* [What the exercise asks] Report every line below that carries the word "shown".

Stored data
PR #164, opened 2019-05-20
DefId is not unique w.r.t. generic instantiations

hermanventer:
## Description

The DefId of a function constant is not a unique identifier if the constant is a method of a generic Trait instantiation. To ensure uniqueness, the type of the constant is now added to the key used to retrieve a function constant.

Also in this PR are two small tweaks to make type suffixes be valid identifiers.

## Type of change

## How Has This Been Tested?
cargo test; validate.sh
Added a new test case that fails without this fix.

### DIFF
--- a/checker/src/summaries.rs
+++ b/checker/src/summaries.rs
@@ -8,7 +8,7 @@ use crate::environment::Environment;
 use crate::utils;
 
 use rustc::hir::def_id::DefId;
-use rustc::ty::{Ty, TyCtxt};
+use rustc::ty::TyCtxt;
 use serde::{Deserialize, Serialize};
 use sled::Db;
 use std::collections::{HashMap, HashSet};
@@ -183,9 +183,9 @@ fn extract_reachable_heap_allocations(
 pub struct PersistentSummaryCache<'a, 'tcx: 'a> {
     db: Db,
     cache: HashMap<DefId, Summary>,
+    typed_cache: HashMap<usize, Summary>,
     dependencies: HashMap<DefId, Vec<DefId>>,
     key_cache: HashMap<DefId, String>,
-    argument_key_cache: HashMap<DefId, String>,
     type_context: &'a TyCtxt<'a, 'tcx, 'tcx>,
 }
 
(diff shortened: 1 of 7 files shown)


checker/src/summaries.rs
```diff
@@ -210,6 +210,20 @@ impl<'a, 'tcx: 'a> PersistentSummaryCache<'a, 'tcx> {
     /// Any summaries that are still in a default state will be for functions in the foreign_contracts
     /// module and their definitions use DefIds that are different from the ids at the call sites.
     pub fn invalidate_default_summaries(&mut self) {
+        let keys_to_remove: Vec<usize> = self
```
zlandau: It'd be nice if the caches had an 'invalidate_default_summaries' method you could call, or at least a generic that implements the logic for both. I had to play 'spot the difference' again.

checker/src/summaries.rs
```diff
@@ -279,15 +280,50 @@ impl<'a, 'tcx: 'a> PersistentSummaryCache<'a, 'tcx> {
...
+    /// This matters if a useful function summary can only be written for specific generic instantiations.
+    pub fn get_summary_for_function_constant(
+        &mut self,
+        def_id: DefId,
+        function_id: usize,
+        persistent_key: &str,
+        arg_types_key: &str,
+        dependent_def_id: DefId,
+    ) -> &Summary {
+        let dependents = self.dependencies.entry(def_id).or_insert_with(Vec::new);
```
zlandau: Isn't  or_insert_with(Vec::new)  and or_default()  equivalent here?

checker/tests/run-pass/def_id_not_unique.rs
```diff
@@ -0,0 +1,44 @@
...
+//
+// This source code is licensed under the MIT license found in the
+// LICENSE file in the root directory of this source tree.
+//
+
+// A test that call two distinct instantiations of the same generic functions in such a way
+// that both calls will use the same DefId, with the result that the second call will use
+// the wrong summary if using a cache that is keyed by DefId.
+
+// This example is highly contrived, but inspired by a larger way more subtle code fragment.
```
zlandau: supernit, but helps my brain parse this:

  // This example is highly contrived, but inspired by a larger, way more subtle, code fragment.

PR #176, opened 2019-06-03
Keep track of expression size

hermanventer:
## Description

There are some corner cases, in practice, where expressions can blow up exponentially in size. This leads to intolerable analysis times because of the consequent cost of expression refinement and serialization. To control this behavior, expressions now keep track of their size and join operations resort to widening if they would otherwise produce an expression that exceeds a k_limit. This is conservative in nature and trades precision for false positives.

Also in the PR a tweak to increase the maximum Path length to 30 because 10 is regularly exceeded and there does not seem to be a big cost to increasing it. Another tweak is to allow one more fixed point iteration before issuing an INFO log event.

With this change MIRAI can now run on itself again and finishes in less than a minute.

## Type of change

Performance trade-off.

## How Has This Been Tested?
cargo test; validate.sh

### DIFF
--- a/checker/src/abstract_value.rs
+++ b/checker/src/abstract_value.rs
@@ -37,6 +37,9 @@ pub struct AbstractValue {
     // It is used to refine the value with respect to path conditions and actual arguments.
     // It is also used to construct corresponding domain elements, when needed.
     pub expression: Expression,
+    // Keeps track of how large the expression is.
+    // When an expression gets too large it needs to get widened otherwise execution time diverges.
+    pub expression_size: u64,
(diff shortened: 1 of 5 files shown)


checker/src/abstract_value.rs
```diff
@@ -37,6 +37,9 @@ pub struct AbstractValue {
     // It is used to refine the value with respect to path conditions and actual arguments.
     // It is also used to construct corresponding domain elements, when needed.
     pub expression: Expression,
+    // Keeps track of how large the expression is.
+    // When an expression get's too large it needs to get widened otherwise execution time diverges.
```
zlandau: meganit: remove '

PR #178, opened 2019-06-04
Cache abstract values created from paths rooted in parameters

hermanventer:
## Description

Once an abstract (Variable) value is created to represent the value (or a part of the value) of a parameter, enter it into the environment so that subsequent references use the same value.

* [Exercise answer]
(diff shortened: 1 of 7 files shown)
(diff shortened: 1 of 5 files shown)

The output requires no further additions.